Les investisseurs ne se sont pas découragés devant l'essoufflement de la croissance de l'activité privée en octobre dans la zone euro. En France, l'activité dans le secteur privé, industrie et services confondus, a poursuivi sa contraction en octobre, mais dans une amplitude moindre que prévu, selon la société d'études économiques Markit. Aux Etats-Unis, en octobre, le secteur privé a créé légèrement plus d'emplois que prévu (ADP) mais la hausse de l'activité dans les services (ISM) a légèrement ralenti.


-WASHINGTON-Un responsable de la Réserve fédérale américaine (Fed) a réitéré mercredi son opposition à un éventuel relèvement des taux d'intérêt aux Etats-Unis en 2015. Dans un discours devant une chambre de commerce dans le Minnesota, Narayana Kocherlakota, qui était le seul dissident lors du dernier Comité monétaire (FOMC) de la Fed, a estimé que l'inflation ne remonterait pas vers l'objectif de 2% de la Fed avant 2018.
"Cette perspective d'inflation faible implique, qu'à chaque prochaine réunion du FOMC en 2015, l'inflation devrait être en dessous de 2%", a estimé le président de l'antenne régionale de la Fed de Minneapolis. "Il serait donc inopportun de relever la cible des taux sur les fonds fédéraux au cours d'une de ces réunions du Comité", a-t-il ajouté.

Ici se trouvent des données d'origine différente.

PR #950, opened 2024-02-12
CNF-11099: set intel_pstate driver to automatic as default

sabbir-47:
## What?
Set CPUFreq driver mode based on hardware generation which will set intel_pstate=active for IceLake and newer processors while it will disable the pstate for older generation of processors.

## Why?

- For FlexRAN (and FlexRAN-like applications), the hardware vendor(I//) recommends to use the intel_pstate CPUFreq driver in active mode with HWP enabled on Ice Lake and later generations. The majority of Telco RAN DU deployments will be on the Ice Lake or newer generation hardware.
- We have One RAN customer who wants the intel pstate to be active as default. [RFE link](https://issues.redhat.com/browse/RFE-4138)

 ## How?
We introduced a function in [tuned](https://github.com/redhat-performance/tuned/blob/master/tuned/profiles/functions/function_intel_recommended_pstate.py) which returns appropriate CPUFreq driver mode based on hardware generation. Then we invoke the function in the custom tuned profile for Openshift in the NTO operator. We still keep pstate to active for HardwareTuning case,because user may want to tune cpu frequencies in older generation processors.

```
[variables]

automatic_pstate=${f:intel_recommended_pstate}
.........
.........

{{if .PerPodPowerManagement}}
{{else if .HardwareTuning}}
cmdline_pstate=+intel_pstate=active
{{else}}
cmdline_pstate=+intel_pstate=${automatic_pstate}
{{end}}
```
It will update the `assets/performanceprofile/tuned/openshift-node-performance` and render the profile with appropriate intel_pstate

## Performance impact on the system
We internally ran KPI tests, i.e. oslat, cyclicTest, cpu utilization and RFC2544 to identify if activating pstate in IceLake and Sapphire Rapids processor servers cause any performance variance. We found no indication of performance degradation.

- IceLake: [KPI test Result](http://ocp-far-edge-vran-deployment-kpi.hosts.prod.psi.rdu2.redhat.com/backend/api/v1/reports/file/html/5a6d9b92-141b-4e78-97f8-53c6fc9b7c65)
- Sapphire Rapids: [KPI test Result](http://ocp-far-edge-vran-deployment-kpi.hosts.prod.psi.rdu2.redhat.com/backend/api/v1/reports/file/html/c8ad5389-6772-4d4a-9860-3d786fa1ee5b)

## Can it be overridden by user?
User can always override this kernel configuration with tuned, for example if they want to disable intel_pstate:

```
kind: Tuned
........
spec:
    profile:
    - data: |
        ....
        [bootloader]
        cmdline_pstate=intel_pstate=disable

```

/cc @MarSik @yanirq @jmencak @bartwensley

### DIFF
--- a/test/e2e/performanceprofile/functests/8_performance_workloadhints/workloadhints.go
+++ b/test/e2e/performanceprofile/functests/8_performance_workloadhints/workloadhints.go
@@ -284,7 +284,7 @@ var _ = Describe("[rfe_id:49062][workloadHints] Telco friendly workload specific
 					"vm.stat_interval":              "10",
 				}
 				kernelParameters := []string{noHzParam, "tsc=reliable", "nosoftlockup", "nmi_watchdog=0", "mce=off", "skew_tick=1",
-					"processor.max_cstate=1", "intel_idle.max_cstate=0", "intel_pstate=disable", "idle=poll"}
+					"processor.max_cstate=1", "intel_idle.max_cstate=0", "intel_pstate= {f:intel_recommended_pstate}", "idle=poll"}
 
 				wg := sync.WaitGroup{}
 				By("Waiting for TuneD to start on nodes")
@@ -343,7 +343,8 @@ var _ = Describe("[rfe_id:49062][workloadHints] Telco friendly workload specific
 				cmdline, err := nodes.ExecCommandOnMachineConfigDaemon(context.TODO(), &workerRTNodes[0], []string{"cat", "/proc/cmdline"})
 				Expect(err).ToNot(HaveOccurred())
 				Expect(cmdline).To(ContainSubstring("intel_pstate=passive"))
-				Expect(cmdline).ToNot(ContainSubstring("intel_pstate=disable"))
+				Expect(cmdline).ToNot(ContainSubstring("intel_pstate=active"))
+				Expect(cmdline).ToNot(ContainSubstring("intel_pstate= {f:intel_recommended_pstate}"))
 
 				By("Verifying tuned profile")
 				key := types.NamespacedName{
@@ -404,7 +405,7 @@ var _ = Describe("[rfe_id:49062][workloadHints] Telco friendly workload specific
 					"vm.stat_interval":              "10",
 				}
 				kernelParameters := []string{noHzParam, "tsc=reliable", "nosoftlockup", "nmi_watchdog=0", "mce=off", "skew_tick=1",
-					"processor.max_cstate=1", "intel_idle.max_cstate=0", "intel_pstate=disable", "idle=poll"}
+					"processor.max_cstate=1", "intel_idle.max_cstate=0", "intel_pstate= {f:intel_recommended_pstate}", "idle=poll"}
 
 				wg := sync.WaitGroup{}
 				By("Waiting for TuneD to start on nodes")
@@ -567,7 +568,7 @@ var _ = Describe("[rfe_id:49062][workloadHints] Telco friendly workload specific
 				}
 				wg.Wait()
 
-				//Update the profile to disable HighPowerConsumption and enable PerPodPowerManagment
+				//Update the profile to enable HighPowerConsumption and disable PerPodPowerManagment
 				profile.Spec.WorkloadHints = &performancev2.WorkloadHints{
 					HighPowerConsumption:  pointer.Bool(true),
 					RealTime:              pointer.Bool(true),
@@ -605,7 +606,7 @@ var _ = Describe("[rfe_id:49062][workloadHints] Telco friendly workload specific
 					"vm.stat_interval":              "10",
 				}
 				kernelParameters = []string{noHzParam, "tsc=reliable", "nosoftlockup", "nmi_watchdog=0", "mce=off", "skew_tick=1",
-					"processor.max_cstate=1", "intel_idle.max_cstate=0", "intel_pstate=disable", "idle=poll"}
+					"processor.max_cstate=1", "intel_idle.max_cstate=0", "intel_pstate= {f:intel_recommended_pstate}", "idle=poll"}
 
 				wg = sync.WaitGroup{}
 				By("Waiting for TuneD to start on nodes")
--- a/test/e2e/performanceprofile/functests/8_performance_workloadhints/workloadhints.go
+++ b/test/e2e/performanceprofile/functests/8_performance_workloadhints/workloadhints.go
@@ -284,7 +284,7 @@ var _ = Describe("[rfe_id:49062][workloadHints] Telco friendly workload specific
 					"vm.stat_interval":              "10",
 				}
 				kernelParameters := []string{noHzParam, "tsc=reliable", "nosoftlockup", "nmi_watchdog=0", "mce=off", "skew_tick=1",
-					"processor.max_cstate=1", "intel_idle.max_cstate=0", "intel_pstate= {f:intel_recommended_pstate}", "idle=poll"}
+					"processor.max_cstate=1", "intel_idle.max_cstate=0", "idle=poll"}
 
 				wg := sync.WaitGroup{}
 				By("Waiting for TuneD to start on nodes")
@@ -306,6 +306,7 @@ var _ = Describe("[rfe_id:49062][workloadHints] Telco friendly workload specific
 							fmt.Sprintf("stalld is not running on %q when it should", node.Name))
 
 						By(fmt.Sprintf("Checking TuneD parameters on %q", node.Name))
+						kernelParameters = append(kernelParameters, utilstuned.AddPstateParameter(context.TODO(), node))
 						utilstuned.CheckParameters(context.TODO(), node, sysctlMap, kernelParameters, stalldEnabled, rtKernel)
 					}()
 				}
@@ -344,7 +345,6 @@ var _ = Describe("[rfe_id:49062][workloadHints] Telco friendly workload specific
 				Expect(err).ToNot(HaveOccurred())
 				Expect(cmdline).To(ContainSubstring("intel_pstate=passive"))
 				Expect(cmdline).ToNot(ContainSubstring("intel_pstate=active"))
-				Expect(cmdline).ToNot(ContainSubstring("intel_pstate= {f:intel_recommended_pstate}"))
 
 				By("Verifying tuned profile")
 				key := types.NamespacedName{
@@ -405,7 +405,7 @@ var _ = Describe("[rfe_id:49062][workloadHints] Telco friendly workload specific
 					"vm.stat_interval":              "10",
 				}
 				kernelParameters := []string{noHzParam, "tsc=reliable", "nosoftlockup", "nmi_watchdog=0", "mce=off", "skew_tick=1",
-					"processor.max_cstate=1", "intel_idle.max_cstate=0", "intel_pstate= {f:intel_recommended_pstate}", "idle=poll"}
+					"processor.max_cstate=1", "intel_idle.max_cstate=0", "idle=poll"}
 
 				wg := sync.WaitGroup{}
 				By("Waiting for TuneD to start on nodes")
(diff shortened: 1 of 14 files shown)


MarSik:
I am a bit worried about the assumptions here, because it is a backwards incompatible change.

> The majority of Telco RAN DU deployments will be on the Ice Lake or newer generation hardware.

I still see many reports and labs where older generations are in use.

Also I seem to remember we disabled p-states and c-states for the most sensitive real time cases in the past as the power management features were introducing latency. Is that fixed on Ice Lake and newer cpus?

Switching the knob is fine, but lets make sure all the pieces fit together for all cases and old deployments we support here.

Maybe we should just use the cpu matching tuned provides and limit this to new enough cpus? I wonder if https://github.com/redhat-performance/tuned/commit/8d9cd00387426ed0cf220f920be4f9e185f61e12 lets us do what we need or some other functionality should be introduced.

sabbir-47:
> I am a bit worried about the assumptions here, because it is a backwards incompatible change.
> 
> > The majority of Telco RAN DU deployments will be on the Ice Lake or newer generation hardware.
> 
> I still see many reports and labs where older generations are in use.

 Yes in many places, we still use older servers.
 
> Also I seem to remember we disabled p-states and c-states for the most sensitive real time cases in the past as the power management features were introducing latency. Is that fixed on Ice Lake and newer cpus?

According to @joemario from the email chain where you are included as well with subject: `Using intel_pstate CPUFreq driver for Telco RAN`:
```
Some historical context.  Back when the cpu-partitioning and realtime profiles got developed, which was around RHEL-7.4, the intel_pstate driver was notorious for inducing jitter.  It was common practice to disable it in any latency sensitive application.
In recent years, Intel has fixed the jitter issues in the intel_pstate driver.
I know the Intel SST_BF feature requires the intel_pstate driver be enabled, and I've seen customers get good latency results with it enabled.
```
> Switching the knob is fine, but lets make sure all the pieces fit together for all cases and old deployments we support here.
> 
> Maybe we should just use the cpu matching tuned provides and limit this to new enough cpus? I wonder if [redhat-performance/tuned@8d9cd00](https://github.com/redhat-performance/tuned/commit/8d9cd00387426ed0cf220f920be4f9e185f61e12) lets us do what we need or some other functionality should be introduced.

Do we have a way to understand the processors generation from `/proc/cpuinfo` or `lscpu` or other places. My understanding is cascade lake, ice lake, sapphire rapids - these terms are used as marketing purposes. Please let me know if there is a way to distinguish between processors generation.
Adding @bartwensley for more information.

bartwensley:
Good questions @MarSik - I'll try to summarize:

> Also I seem to remember we disabled p-states and c-states for the most sensitive real time cases in the past as the power management features were introducing latency. Is that fixed on Ice Lake and newer cpus?

The latency issues have been fixed on Intel processors of the Ice Lake and newer generations. The recommendation from Intel is to use `intel_pstate=active` on these generations.

> Maybe we should just use the cpu matching tuned provides and limit this to new enough cpus? I wonder if [redhat-performance/tuned@8d9cd00](https://github.com/redhat-performance/tuned/commit/8d9cd00387426ed0cf220f920be4f9e185f61e12) lets us do what we need or some other functionality should be introduced.

My understanding is that there is no reliable way of determining the processor generation at runtime, so I do not believe this is an option. The above change only looks at /dev/cpuinfo which only contains the model number, which would require an unmaintainable regex to match all current and future Intel processor model names. 

The proposed change would only be an issue for a user that:
1. Has a cascade lake (or older) processor.
2. Is applying the openshift-node-performance performance profile.
3. Is running a latency sensitive application.

In that case, the user would be required to override the intel_pstate to set it to disabled as described in the PR description above. This would have to be done as part of new deployments or when upgrading to the version of the NTO that contains this change. We would want to add a release not for this. 

The alternative is to withdraw this PR and require all users running latency sensitive applications on Ice Lake (or newer) processors to override the intel_pstate to set it to active.

Given that the Ice Lake generation was launched in 2019 and that most users will be using these processors to run low latency applications, I would prefer to make this change to the default intel_pstate configuration, but I agree this could be a backwards incompatible change in some cases and would require the user to make a configuration change.

We need consensus here before making this change.

/cc @browsell

sabbir-47:
@MarSik Actually i fixed that test with my last commit, it seemed to pass now! I needed to rebase to get newer changes.

joemario:
If this change is important to OCP for newer Intel cpus, would it make sense to make the change in TuneD?    Non-OCP environments would be able to benefit as well if it were in TuneD.

test/e2e/performanceprofile/functests/8_performance_workloadhints/workloadhints.go
```diff
@@ -289,7 +289,7 @@ var _ = Describe("[rfe_id:49062][workloadHints] Telco friendly workload specific
 					"vm.stat_interval":              "10",
 				}
 				kernelParameters := []string{noHzParam, "tsc=reliable", "nosoftlockup", "nmi_watchdog=0", "mce=off", "skew_tick=1",
-					"processor.max_cstate=1", "intel_idle.max_cstate=0", "intel_pstate=disable", "idle=poll"}
+					"processor.max_cstate=1", "intel_idle.max_cstate=0", "intel_pstate=${automatic_pstate}", "idle=poll"}
```
sabbir-47, line 292: @MarSik Do we know where or in what kind of machine this `e2e-gcp-pao-workloadhints` test runs? If tuned hasn't released a new version, the `intel_recommended_pstate` function will not be evaluated. In addition, without knowing underlying hw, we also don't know whether `${automatic_pstate}` will be resolved to active or disable.

sabbir-47: @MarSik So i found out that in this prow job, functional tests run, and from the log i can see that the kernel parameters set in the node are
`<string>: BOOT_IMAGE=(hd0,gpt3)/ostree/rhcos-653f1642375587f2cc93c3a0d201773ed3fd73c0567f2cc8fea333e1f2d236c4/vmlinuz-5.14.0-427.el9.x86_64+rt ostree=/ostree/boot.0/rhcos/653f1642375587f2cc93c3a0d201773ed3fd73c0567f2cc8fea333e1f2d236c4/0 ignition.platform.id=gcp ......intel_pstate= {f:intel_recommended_pstate}`

I think what happened here is 
- tuned doesn't have this function yet, so it can't resolve. i.e. **intel_pstate= {f:intel_recommended_pstate}**
- when the function will be available, do we know whether this test will run in pre-IceLake or IceLake+ servers?

Also, i think my proposed changes in the workloadhints.go is wrong, because we will either have `disable|active` in those cases where i put `intel_pstate=${automatic_pstate}`

I can change `intel_pstate=${automatic_pstate}` to `intel_pstate= {f:intel_recommended_pstate}` in the kernelParams to pass the test, but this test will fail once the function becomes available in the tuned side.

or may be, i'm mistaken, these tests probably never rely on tuned at all?

How do we proceed?

MarSik: Hmm, this is an interesting issue. We actually do not guarantee a specific platform. @mrniranjan Any idea how to make the test hardware aware?

mrniranjan: Currently to execute tests only hardware we verify it the worker nodes  have  2 numa nodes and number of cpus is more than 32.

MarSik: The kernel argument test will have to be improved to read the information about what CPU was used.

sabbir-47:
/hold
needs TuneD FDP 24.C release first

sabbir-47:
@MarSik @yanirq @jmencak @bartwensley can the PR get the approval since the tuned 24.C FDP release happened 2 days back?

test/e2e/performanceprofile/functests/8_performance_workloadhints/workloadhints.go
```diff
@@ -628,6 +629,7 @@ var _ = Describe("[rfe_id:49062][workloadHints] Telco friendly workload specific
 							fmt.Sprintf("stalld is not running on %q when it should", node.Name))
 
 						By(fmt.Sprintf("Checking TuneD parameters on %q", node.Name))
+						kernelParameters = append(kernelParameters, utilstuned.AddPstateParameter(context.TODO(), node))
```
sabbir-47, line 632: Hi @MarSik, so after the recent tuned merge, the var `intel_pstate= {f:intel_recommended_pstate}` is expanding to either `active` or `disable`.  It is not causing any issue for render test cases, but for `e2e-gcp-pao-workloadhints` a real cluster is deployed so the variable is expanding. The problem is, i don't think we can anticipate where these tests are running, therefore i added a check with `func AddPstateParameter()` to check the pmu_name and add the corresponding pstate mode in the kernel Parameters. But it seems the file doesn't exist on the node and the test fails with:

```
[FAILED] failed to execute command ["cat" "/sys/devices/cpu/caps/pmu_name"] on node: "ci-op-lrm0rmvm-36360-nncwg-worker-a-5nnq6"
  Unexpected error:
      <*fmt.wrapError | 0xc00059e160>: 
      failed to run command [cat /sys/devices/cpu/caps/pmu_name]: output "cat: /sys/devices/cpu/caps/pmu_name: No such file or directory\r\n"; error ""; command terminated with exit code 1
      {
          msg: "failed to run command [cat /sys/devices/cpu/caps/pmu_name]: output \"cat: /sys/devices/cpu/caps/pmu_name: No such file or directory\\r\\n\"; error \"\"; command terminated with exit code 1",
          err: <exec.CodeExitError>{
              Err: <*errors.errorString | 0xc0005120a0>{
                  s: "command terminated with exit code 1",
              },
              Code: 1,
          },
      }
      ```
      
      @mrniranjan Do these tests get executed on baremetal nodes or vms?

mrniranjan: They get executed on VM's and also on BM"s (but manually)

MarSik: Yeah, the test should skip gracefully on VMs (or figure out it is a VM and test for the proper value = disable?)

sabbir-47: I think, i found it how to verify if it is a [VM](https://github.com/openshift/cluster-node-tuning-operator/blob/dd2698c43517191d17dc5c4ac842e6d4dc3aab32/test/e2e/performanceprofile/functests/utils/infrastructure/vm.go#L13)

mrniranjan: @sabbir-47 That code is broken, since the systemd-detect-vm is executed from a container, it will always return podman/container and the test will skip (even on BM)

sabbir-47: Well, is there any better way to verify then? I can hardcode the pstate to disable  in the kernel parameters and the test will always pass if the tests are executed on VM. It will fail if the tests are run on BM(IceLake+ servers), where it expects to set the pstate to active.

mrniranjan: we have to fix that code, for now just check the number of cpus or execute lscpu and check  Bios Vendor id , if it's QEMU it's a VM

sabbir-47: All tests passed with recent changes.

sabbir-47:
@MarSik @yanirq @jmencak @bartwensley all tests passed. Kindly consider reviewing it.

MarSik (approved):
/lgtm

La plupart des analystes s'attendent à une première hausse des taux d'intérêt vers le milieu de 2015, alors qu'ils sont maintenus proches de zéro depuis six ans.
M. Kocherlakota, qui est connu pour être du côté des "colombes", plus préoccupées par le chômage que par l'inflation, est le seul membre du FOMC à avoir voté contre la décision de la Fed de cesser ses injections de liquidités.
L'inflation en glissement annuel, selon l'indice PCE le plus observé par la Fed, n'était que de 1,4% en septembre aux Etats-Unis.